燕霜乔坐于窗前,透过红菱花镜看到明飞自院门进来,静默少顷,到绣架前坐下,拈起绣针。
绣绷素缎上,数丛芦荻,一行大雁,秋高水长,尽显萧瑟之意。
明飞在门口犹豫了一下,轻敲房门。
屋内并无反应,他只得推门而入。
燕霜乔背对他而坐,已是初冬,她仍是初见时那袭单薄的蓝衫,因低头刺绣,越显纤肩细腰,别有一种风流韵态。
明飞走近,轻声道:“燕小姐。”
燕霜乔埋头刺绣,明飞略显尴尬,半晌方道:“燕小姐,是相爷派我来的。”
燕霜乔仍不抬头。
明飞只得道:“燕小姐,江姑娘她---”
燕霜乔倏然转头,她明净的眼神竟逼得明飞不敢直视,他略微移开视线,望向绣架,道:“江姑娘昨夜行刺相爷,将相爷击成了重伤。”
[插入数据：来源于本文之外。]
PR #226, opened 2020-03-02
Use webpage to to set configuration, fixes #140

### LINKED ISSUE #140: Settings via web GUI
The settings in userdefines.h should be adjustable via web interface. At least a part of it.
Started to work on that.

rexfue:
lorawan.cpp:
 - only compile, if CPU==STICK, i.e if we have LoRa Hardware
 - fetch LoRa credentials from config variables

multigeiger.ino:
 - use config variables instead of userdefines

transmission.cpp:
 - replace SEND2LORA by CPU==STICK
 - use config variables to decide where to send
 - send to LoRa only, if LoRa credentials are known

webconf.cpp
 - add all config variable to web page
 - do restart after saving config

userdefines-example.h
 - remove now unnecessary #defines

### DIFF
--- a/multigeiger/loraWan.cpp
+++ b/multigeiger/loraWan.cpp
@@ -19,6 +19,8 @@
 // DIO2 (10) = GPIO32 (12)
 
 #include "userdefines.h"
+#include "webconf.h"
+#include "utils.h";
 
 // Send a valid LoRaWAN packet using frequency and encryption settings matching
 // those of the The Things Network.
@@ -282,39 +284,6 @@ transmissionStatus_t lorawan_send(uint8_t txPort, uint8_t *txBuffer, uint8_t txS
       }
     }
   }
-}
-
-//convert hexstring to len bytes of data
-//returns 0 on success, -1 on error
-//data is a buffer of at least len bytes
-//hexstring is upper or lower case hexadecimal, NOT prepended with "0x"
-int hex2data(unsigned char *data, const char *hexstring, unsigned int len, bool reverse) {
-  const char *pos = hexstring;
-  char *endptr;
-  size_t count = 0;
-  if ((hexstring[0] == '\0') || (strlen(hexstring) % 2)) {
-    //hexstring contains no data
-    //or hexstring has an odd length
-    return -1;
-  }
-  for (count = 0; count < len; count++) {
-    char buf[5] = {'0', 'x', pos[0], pos[1], 0};
-    data[count] = strtol(buf, &endptr, 0);
-    pos += 2 * sizeof(char);
-    if (endptr[0] != '\0') {
-      //non-hexadecimal character encountered
-      return -1;
-    }
-  }
-  if (reverse) {
-    char temp;
-    for (int i = 0; i < len / 2; i++) {
-      temp = data[i];
-      data[i] = data[len - i - 1];
-      data[len - i - 1] = temp;
-    }
-  }
-  return 0;
 }
 
 #endif
--- a/multigeiger/loraWan.cpp
+++ b/multigeiger/loraWan.cpp
@@ -1,3 +1,6 @@
+// to have CPU defined:
+#include "userdefines.h"
+
 // Compile this only if we have a LoRa capable hardware
 #if CPU==STICK
 
@@ -17,10 +20,6 @@
 // DIO0 (8) = GPIO26 (15)
 // DIO1 (9) = GPIO33 (13)
 // DIO2 (10) = GPIO32 (12)
-
-#include "userdefines.h"
-#include "webconf.h"
-#include "utils.h";
 
 // Send a valid LoRaWAN packet using frequency and encryption settings matching
 // those of the The Things Network.
@@ -47,12 +46,9 @@
 #include "hal/heltecv2.h"
 #include <SPI.h>
 #include "webconf.h"
-
+#include "utils.h"
 #include "loraWan.h"
 #include "log.h"
-
-// Prototype
-int hex2data(unsigned char *data, const char *hexstring, unsigned int len, bool reverse);
 
 // For normal use, we require that you edit the sketch to replace FILLMEIN
 // with values assigned by the TTN console. However, for regression tests,
@@ -70,15 +66,17 @@ int hex2data(unsigned char *data, const char *hexstring, unsigned int len, bool 
 // All these 3 LoRa parameters (DEVEUI, APPEUI and APPKEY) may be copied literally from the TTN console window.
 // The necessary reversal on DEVEUI and APPEUI is done by hex2data.
 void os_getArtEui(u1_t *buf) {
-  (void) hex2data(buf, (const char *) appeui, 8, true);
+  (void) hex2data(buf, (const char *) appeui, 8);
+  reverseByteArray(buf, 8);
 }
 
 void os_getDevEui(u1_t *buf) {
-  (void) hex2data(buf, (const char *) deveui, 8, true);
+  (void) hex2data(buf, (const char *) deveui, 8);
+  reverseByteArray(buf, 8);
 }
 
 void os_getDevKey(u1_t *buf) {
-  (void) hex2data(buf, (const char *) appkey, 16, false);
+  (void) hex2data(buf, (const char *) appkey, 16);
 }
 
 static osjob_t sendjob;
--- a/multigeiger/loraWan.cpp
+++ b/multigeiger/loraWan.cpp
@@ -1,3 +1,6 @@
+// Compile this only if we have a LoRa capable hardware
+#if CPU==STICK
+
 // loraWan hardware related code
 // code based on free-to-use / do-anything-what-you-want-with-it example code
 // by Thomas Telkamp, Matthijs Kooijman and Terry Moore, MCCI.
@@ -17,13 +20,6 @@
 
 #include "userdefines.h"
 
-// Check if a CPU (board) with LoRa is selected. If not, deactivate SEND2LORA.
-#if !((CPU==LORA) || (CPU==STICK))
-#undef SEND2LORA
-#define SEND2LORA 0
-#endif
-
-#if SEND2LORA
 // Send a valid LoRaWAN packet using frequency and encryption settings matching
 // those of the The Things Network.
 //
@@ -48,9 +44,13 @@
 #include <hal/hal.h>
 #include "hal/heltecv2.h"
 #include <SPI.h>
+#include "webconf.h"
 
 #include "loraWan.h"
 #include "log.h"
+
+// Prototype
+int hex2data(unsigned char *data, const char *hexstring, unsigned int len, bool reverse);
 
 // For normal use, we require that you edit the sketch to replace FILLMEIN
 // with values assigned by the TTN console. However, for regression tests,
@@ -64,29 +64,19 @@
 # define FILLMEIN (#dont edit this, edit the lines that use FILLMEIN)
 #endif
 
-// This EUI must be in little-endian format, so least-significant-byte
-// first. When copying an EUI from ttnctl output, this means to reverse
-// the bytes. For TTN issued EUIs the last bytes should be 0xD5, 0xB3, 0x70.
-// static const u1_t PROGMEM APPEUI[8]={ 0x45, 0xB6, 0x01, 0xD0, 0x7E, 0xD5, 0xB3, 0x70};
-static const u1_t PROGMEM APPEUI[8] = { 0x98, 0x7A, 0x01, 0xD0, 0x7E, 0xD5, 0xB3, 0x70 };
+
+// All these 3 LoRa parameters (DEVEUI, APPEUI and APPKEY) may be copied literally from the TTN console window.
+// The necessary reversal on DEVEUI and APPEUI is done by hex2data.
 void os_getArtEui(u1_t *buf) {
-  memcpy_P(buf, APPEUI, 8);
+  (void) hex2data(buf, (const char *) appeui, 8, true);
 }
 
-// This should also be in little endian format, see above.
-//static const u1_t PROGMEM DEVEUI[8]={ 0x00, 0x02, 0x25, 0xB0, 0x03, 0xCC, 0x10, 0x03 };
-static const u1_t PROGMEM DEVEUI[8] = { 0xE8, 0x7C, 0x19, 0xC3, 0x00, 0xC0, 0xD0, 0x00 };
 void os_getDevEui(u1_t *buf) {
-  memcpy_P(buf, DEVEUI, 8);
+  (void) hex2data(buf, (const char *) deveui, 8, true);
 }
 
-// This key should be in big endian format (or, since it is not really a
-// number but a block of memory, endianness does not really apply). In
-// practice, a key taken from ttnctl can be copied as-is.
-//static const u1_t PROGMEM APPKEY[16] = { 0x16, 0x77, 0xD0, 0x1A, 0xEB, 0x57, 0xE5, 0x28, 0x84, 0x23, 0x19, 0x12, 0x70, 0xEC, 0xEF, 0xF0 };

燕霜乔本是左手托着素缎,右手的绣针还停在一只大雁的左翼处,闻言右手一颤,“啊”
地一声,殷红的鲜血在素缎上沁开来,竟象一只大雁中箭后血洒碧空,却仍哀鸣着跟着同伴飞向南方。
明飞被这一滴鲜红晃了一下眼睛,受伤的大雁,萧瑟的芦荻,如同自己当年离开月戎时堂叔的那一箭,射落了南飞的大雁,也射断了自己对故土的依恋。
眼前清香拂动,他忙退后两步,燕霜乔竟逼近他面前,声音前所未有的凌厉:“你们把我师妹怎么样了?!”
明飞竟觉有些狼狈,事先想好的话有些说不出口。
眼见燕霜乔面上怒意勃发,再无半分素日的温婉静雅之态,忙道:“燕小姐放心,相爷并无大碍,也未为难江姑娘,她只是被禁足,不能出西园。”
燕霜乔先是轻吁了一口气,转而冷笑道:“裴琰又想威胁我做什么?!”
“相爷想请燕姑娘再写一封信。”
明飞见她猜中,只得直述来意。
燕霜乔怒道:“裴琰想对我小姨怎样?!”
明飞装成迂腐的世家公子,与她数日相处,本以为她心地简单,懦弱好欺,此刻见她聪慧若此,方知她只不过是没有行走江湖的经验,遂收起先前几分轻视之心,道:“燕小姐,你放心,相爷不会伤害江姑娘和素大姐,只是想用一用她们。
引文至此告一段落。